- ASSIGNMENT: Starting from the line that contains "Fix wrong live", give back every line through the end of the listing exactly as written and no other line.

- DATA UNDER STUDY:
PR #130, opened 2019-12-21
Reconstruct GC stats on reopen

yiwu-arbug:
Summary:
* On DB reopen, iterate all SST file's properties and sum up live data size of all blob files to use as GC stats.
* Remove previous logic to set GC mark on blob files on reopen.
* Refactor `OnFlushCompleted` and `OnCompactionCompleted`. Check file state is `kPendingLSM` before transit file state. 
* Refactor `BlobFileMeta`.

Test Plan:
Updated unit tests

### DIFF
--- a/src/db_impl.cc
+++ b/src/db_impl.cc
@@ -743,8 +743,8 @@ Status TitanDBImpl::DeleteFilesInRanges(ColumnFamilyHandle* column_family,
     // Get all the files within range except L0, cause `DeleteFilesInRanges`
     // would not delete the files in L0.
     for (int level = 1; level < vstorage->num_non_empty_levels(); level++) {
-      if (vstorage->LevelFiles(i).empty() ||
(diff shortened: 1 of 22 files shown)


yiwu-arbug:
ready for review. though I'm still working on adding tests.

src/db_impl.cc
```diff
@@ -1187,87 +1165,92 @@ void TitanDBImpl::OnCompactionCompleted(
...
+                         cf_options.blob_file_discardable_ratio) {
+            file->FileStateTransit(BlobFileMeta::FileEvent::kNeedMerge);
+          } else {
+            if (count_sorted_run) {
+              to_merge_candidates.push_back(file);
+            }
+          }
         }
       }
+      if (file->file_state() == BlobFileMeta::FileState::kNormal) {
```
Connor1996: why not include `kToMerge`?

yiwu-arbug: Fixed

PR #135, opened 2020-01-22
Fix GC stat not being updated after DeleteFilesInRange

yiwu-arbug:
Summary:
Fix a typo in `TitanDBImpl::DeleteFilesInRange()` which makes GC stats not being updated after `DeleteFilesInRange()` call.

Test Plan:
See the new test

Signed-off-by: Yi Wu <yiwu@pingcap.com>

PR #137, opened 2020-01-30
Fix GC stat not being updated after DeleteFilesInRange (#135)

yiwu-arbug:
Summary:
Fix a typo in `TitanDBImpl::DeleteFilesInRange()` which makes GC stats not being updated after `DeleteFilesInRange()` call.

Test Plan:
See the new test


yiwu-arbug:
cherry-picking #135 to tikv-3.x branch. We'll fast-forward tikv-4.x branch later so no need to cherry-pick there.

PR #138, opened 2020-01-31
Fix build on Windows

kennytm:
1. use `#include "port/port.h"` instead of `#include "port/port_posix.h"`
2. added an "install" target for CMake to workaround alexcrichton/cmake-rs#18
3. MSVC reported 2 warnings in Titan (and tons of warnings in RocksDB), and these are fixed.


yiwu-arbug:
@kennytm do you only need this for tikv-4.x branch or also need it for tikv-3.x?

kennytm:
@yiwu-arbug Not required for 3.x for now, but I don't see any harm cherry-picking. Just trying to see how far can we build TiKV on Windows using MSVC without WSL.

Issue #127, opened 2019-12-09
Implement PrioritizedCache


yiwu-arbug:
Implement `PrioritizedCache`, which wraps a single `LRUCache`, but have additional API to return child `Cache` instances that:
* HighPriCache: always insert into the cache with high-priority, regardless of user provided option
* LowPriCache: always insert into the cache with low-priority, regardless of user provided option

Part of https://github.com/tikv/tikv/issues/5742

yiwu-arbug:
cc @haoxiang47

haoxiang47:
Hi @yiwu-arbug , sorry for late for this PCP, I had simplily add a PR: https://github.com/tikv/rocksdb/pull/144 for this issue, add HighPriCache and LowPriCache two interface in rocksdb

yiwu-arbug:
> Hi @yiwu-arbug , sorry for late for this PCP, I had simplily add a PR: [tikv/rocksdb#144](https://github.com/tikv/rocksdb/pull/144) for this issue, add HighPriCache and LowPriCache two interface in rocksdb

Thank much for the work! Commented on the PR.

Connor1996:
As blob specific cache priority is introduced, close it https://github.com/tikv/rocksdb/pull/354

PR #142, opened 2020-02-21
add prioritized cache wrapper

haoxiang47:
add a prioritized cache wrapper, for this issue: https://github.com/tikv/titan/issues/127

### DIFF
--- a/include/titan/prioritized_cache.h
+++ b/include/titan/prioritized_cache.h
@@ -1,0 +1,117 @@
+#pragma once
+#include "rocksdb/cache.h"
+
+namespace rocksdb {
+namespace titandb {
+
+class PrioritizedCache : public Cache {
+ public:
+  // Constructs a PrioritizedCache, which is a wrapper
+  // of rocksdb Cache
+  PrioritizedCache(std::shared_ptr<Cache> cache, Cache::Priority priority);
+  ~PrioritizedCache();
+
+  // Get the Cache ptr
+  std::shared_ptr<Cache> GetCache();
+
+  // always insert into the cache with the priority when init,
+  // regardless of user provided option
+  Status Insert(const Slice& key, void* value, size_t charge,
+                void (*deleter)(const Slice& key, void* value),
+                Cache::Handle** handle, Cache::Priority /*priority*/) override;
+
+  // The type of the Cache
+  const char* Name() const override;
+
+  // If the cache has no mapping for "key", returns nullptr.
+  //
+  // Else return a handle that corresponds to the mapping.  The caller
+  // must call this->Release(handle) when the returned mapping is no
+  // longer needed.
+  // If stats is not nullptr, relative tickers could be used inside the
+  // function.
+  Cache::Handle* Lookup(const Slice& key, Statistics* stats = nullptr) override;
+
+  // Increments the reference count for the handle if it refers to an entry in
+  // the cache. Returns true if refcount was incremented; otherwise, returns
+  // false.
+  // REQUIRES: handle must have been returned by a method on *this.
+  bool Ref(Cache::Handle* handle) override;
+
+  /**
+   * Release a mapping returned by a previous Lookup(). A released entry might
+   * still  remain in cache in case it is later looked up by others. If
+   * force_erase is set then it also erase it from the cache if there is no
+   * other reference to  it. Erasing it should call the deleter function that
+   * was provided when the
+   * entry was inserted.
+   *
+   * Returns true if the entry was also erased.
+   */
+  // REQUIRES: handle must not have been released yet.
+  // REQUIRES: handle must have been returned by a method on *this.
+  bool Release(Cache::Handle* handle, bool force_erase = false) override;
+
+  // Return the value encapsulated in a handle returned by a
+  // successful Lookup().
+  // REQUIRES: handle must not have been released yet.
+  // REQUIRES: handle must have been returned by a method on *this.
+  void* Value(Cache::Handle* handle) override;
+
+  // If the cache contains entry for key, erase it.  Note that the
+  // underlying entry will be kept around until all existing handles
+  // to it have been released.
+  void Erase(const Slice& key) override;
+
+  // Return a new numeric id.  May be used by multiple clients who are
+  // sharding the same cache to partition the key space.  Typically the
+  // client will allocate a new id at startup and prepend the id to
+  // its cache keys.
+  uint64_t NewId() override;
+
+  // sets the maximum configured capacity of the cache. When the new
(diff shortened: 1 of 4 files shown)


haoxiang47:
@yiwu-arbug sorry for  a little late, I have update this PR to add a wrapper called PrioritizedCache, has two function `HighPriCacheInsert` and `LowPriCacheInsert` which can insert high and low cache priorized regardless of user provided option, and a interface `GetCache` to return the `Cache` ptr

src/prioritized_cache.h
```diff
@@ -0,0 +1,41 @@
+#pragma once
+#include "rocksdb/cache.h"
+#include "rocksdb/env.h"
+
+namespace rocksdb {
+namespace titandb {
+
+class PrioritizedCache {
```
yiwu-arbug: Sorry I didn't explain clearly again. What I want is something like this. Do you mind update the code? Thanks.
```
class PrioritizedCache: public Cache {
   public:
      PrioritizedCache(std::shared_ptr<Cache> cache, Cache::Priority priority)
          : cache_(cache), priority_(priority) {}

      Status Insert(..., Cache::Priority /*priority*/) override {
        return Insert(..., priority_);
      }

   private:
      std::shared_ptr<Cache> cache_;
      Cache::Priority priority_;
};
```

yiwu-arbug: With it  we can use the same underlying LRUCache for both rocksdb block_cache and titan blob_cache, but forcing block_cache to always insert with high-pri, and titan always insert with low-pri. This is because the data in rocksdb is the index for titan values, so they are more valuable and we want them to in cache more.

haoxiang47: Oh, I got it, I will update the code soon.

haoxiang47:
@yiwu-arbug I have updated the code, please review again

include/titan/prioritized_cache.h
```diff
@@ -0,0 +1,29 @@
+#pragma once
+#include "rocksdb/cache.h"
+
+namespace rocksdb {
+namespace titandb {
+
+class PrioritizedCache : Cache {
```
yiwu-arbug: s/`Cache`/`public Cache`/

and implement all other methods in `Cache` interface, by passing arguments directly to underlying `cache_`.

src/prioritized_cache.cc
```diff
@@ -0,0 +1,23 @@
...
+
+PrioritizedCache::~PrioritizedCache() {}
+
+std::shared_ptr<Cache> PrioritizedCache::GetCache() { return cache_; }
+
+Status PrioritizedCache::Insert(const Slice& key, void* value, size_t charge,
+                                void (*deleter)(const Slice& key, void* value),
+                                Cache::Handle** handle,
+                                Cache::Priority /*priority*/) {
+  if (!cache_) return Status::NotFound();
```
yiwu-arbug: let's assume `cache_` always present.

haoxiang47: ok, so I add an assert(cache_) here to replace check?

include/titan/prioritized_cache.h
haoxiang47: ok, I have updated again now, please review again @yiwu-arbug

yiwu-arbug:
Mind adding some very simple unit test? Like have a mock underlying Cache object that checks what's the priority pass to it on Insert.

include/titan/prioritized_cache.h
yiwu-arbug: I think you need to implement all methods (`Lookup`, `Release`, `Erase`, etc) in the `Cache` interface.

src/prioritized_cache_test.cc
```diff
@@ -0,0 +1,61 @@
...
+  ASSERT_TRUE(lo_ok.ok());
+
+  // here we set insert Priority to low, to check if it will 
+  // insert to high in fact
+  auto hi_ok = high_cache.Insert(high_cache_key, (void*)&cacahe_value, cache->GetCapacity(), 
+      &DeleteCacheValue<Slice>, &cache_handle, Cache::Priority::LOW);
+  ASSERT_TRUE(hi_ok.ok());
+
+  auto high_handle = cache->Lookup(high_cache_key);
+  if (high_handle) {
```
yiwu-arbug: Assert high_handle != nullptr.

src/prioritized_cache_test.cc
```diff
@@ -0,0 +1,61 @@
...
+    auto v = reinterpret_cast<Slice*>(cache->Value(high_handle));
+    ASSERT_EQ(cacahe_value.data(), v->data());
+  }
+
+  auto low_handle = cache->Lookup(low_cache_key);
```
yiwu-arbug: assert low_handle == nulllptr.

src/prioritized_cache_test.cc
```diff
@@ -0,0 +1,61 @@
...
+      &DeleteCacheValue<Slice>, &cache_handle, Cache::Priority::LOW);
+  ASSERT_TRUE(lo_ok.ok());
+
+  // here we set insert Priority to low, to check if it will 
+  // insert to high in fact
+  auto hi_ok = high_cache.Insert(high_cache_key, (void*)&cacahe_value, cache->GetCapacity(), 
+      &DeleteCacheValue<Slice>, &cache_handle, Cache::Priority::LOW);
+  ASSERT_TRUE(hi_ok.ok());
+
+  auto high_handle = cache->Lookup(high_cache_key);
```
yiwu-arbug: lookup through `high_cache` instead of `cache`.

src/prioritized_cache_test.cc
yiwu-arbug: lookup through `low_cache` instead of `cache`.

src/prioritized_cache_test.cc
```diff
@@ -0,0 +1,61 @@
...
+  if (high_handle) {
+    auto v = reinterpret_cast<Slice*>(cache->Value(high_handle));
+    ASSERT_EQ(cacahe_value.data(), v->data());
```
yiwu-arbug: Should release the handle here, otherwise there's memory leak: `high_cache->Release(high_handle)`. This should fix CI.

include/titan/prioritized_cache.h
```diff
@@ -0,0 +1,117 @@
+#pragma once
```
yiwu-arbug: Please add the header to new files:
```
// Copyright 2020 TiKV Project Authors. Licensed under Apache-2.0.
```

Connor1996:
As blob-specific cache priority is introduced, close it https://github.com/tikv/rocksdb/pull/354

PR #151, opened 2020-03-25
Add cf abtest for Titan

Connor1996:
For cf consistency test, make some column families enable Titan and others not.

### DIFF
--- a/tools/titandb_stress.cc
+++ b/tools/titandb_stress.cc
@@ -2942,14 +2942,13 @@ class StressTest {
         options_.max_background_gc = FLAGS_max_background_gc;
         titandb::TitanDBOptions titan_db_options(options_);
         std::vector<titandb::TitanCFDescriptor> titan_cf_descriptors;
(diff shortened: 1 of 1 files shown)


tools/titandb_stress.cc
```diff
@@ -2941,9 +2942,22 @@ class StressTest {
...
         titandb::TitanDBOptions titan_db_options(options_);
         std::vector<titandb::TitanCFDescriptor> titan_cf_descriptors;
+        Random rand(static_cast<uint32_t>(FLAGS_seed));
         for (const auto& cfd : cf_descriptors) {
           titan_cf_descriptors.emplace_back(
               titandb::TitanCFDescriptor{cfd.name, options_});
+          if (FLAGS_test_cf_consistency) {
+            // if test cf consistency, make some column families not store value
+            // in blob
+            if (rand.OneIn(2)) {
```
yiwu-arbug: instead of random, can we make it more deterministic? With a random value, it is possible all CF gets the same setting with bad luck.

PR #157, opened 2020-05-06
Fix discardable ratio count stat

Connor1996:
After creating a new blob file meta, the live data size is 0. The stat is counted when adding the blob file but with live_data_size == 0. So we should update the stat when the live data size is initialized.

### DIFF
--- a/src/db_impl.cc
+++ b/src/db_impl.cc
@@ -1233,7 +1233,9 @@ void TitanDBImpl::OnCompactionCompleted(
           assert(false);
           delta = 0;
         }
+        SubStats(stats_.get(), compaction_job_info.cf_id, file->GetDiscardableRatioLevel(), 1);
         file->set_live_data_size(static_cast<uint64_t>(delta));
+        AddStats(stats_.get(), compaction_job_info.cf_id, file->GetDiscardableRatioLevel(), 1);
         file->FileStateTransit(BlobFileMeta::FileEvent::kCompactionCompleted);
         to_merge_candidates.push_back(file);
         ROCKS_LOG_INFO(
--- a/src/db_impl.cc
+++ b/src/db_impl.cc
@@ -1233,9 +1233,11 @@ void TitanDBImpl::OnCompactionCompleted(
           assert(false);
           delta = 0;
         }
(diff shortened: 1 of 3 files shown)


src/db_impl.cc
```diff
@@ -1137,7 +1137,14 @@ void TitanDBImpl::OnFlushCompleted(const FlushJobInfo& flush_job_info) {
         assert(false);
         delta = 0;
       }
+
+      // the metrics is counted in the table builder when flushing,
+      // so update it when updateing the live data size.
+      SubStats(stats_.get(), flush_job_info.cf_id,
```
yiwu-arbug, line 1143: This is when we initially set `live_data_size` for the file. Where do we add stats before? I think we should not add stats before we do here.

src/db_impl_gc.cc
```diff
@@ -83,7 +83,11 @@ Status TitanDBImpl::InitializeGC(
           blob_storage->FindFile(file_size.first).lock();
       if (file != nullptr) {
         assert(file->live_data_size() == 0);
+        SubStats(stats_.get(), cf_handle->GetID(),
+                 file->GetDiscardableRatioLevel(), 1);
```
yiwu-arbug, line 87: ditto

src/db_impl.cc
Connor1996: https://github.com/tikv/titan/blob/927ee60912d7b39085849899e5e67d765c8bef35/src/blob_storage.cc#L89-L98
When applying the edit, I think it's the right place to update the stat which is more aligned to sematic logic.
So I just handle the special cases instead of removing the code where we do before.

src/db_impl.cc
```diff
@@ -1137,7 +1137,14 @@ void TitanDBImpl::OnFlushCompleted(const FlushJobInfo& flush_job_info) {
...
+               file->GetDiscardableRatioLevel(), 1);
       file->set_live_data_size(static_cast<uint64_t>(delta));
+      AddStats(stats_.get(), flush_job_info.cf_id,
```
yiwu-arbug, line 1146: should have the same change for OnCompactionCompleted.

PR #161, opened 2020-05-14
Fix wrong live data size when encounter rewrite failure

Connor1996:
Consider the case when GC is rewriting the new blob index to LSM, there is a concurrent front ground update the value of the blob index corresponding key. So the rewrite callback will fail, and the blob record is dropped silently.

The record is actually discarded, but we didn't update the live data size. So it may avoid the file being GCed.

### DIFF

- SOLUTION FOR THIS EXERCISE:
Fix wrong live data size when encounter rewrite failure

Connor1996:
Consider the case when GC is rewriting the new blob index to LSM, there is a concurrent front ground update the value of the blob index corresponding key. So the rewrite callback will fail, and the blob record is dropped silently.

The record is actually discarded, but we didn't update the live data size. So it may avoid the file being GCed.

### DIFF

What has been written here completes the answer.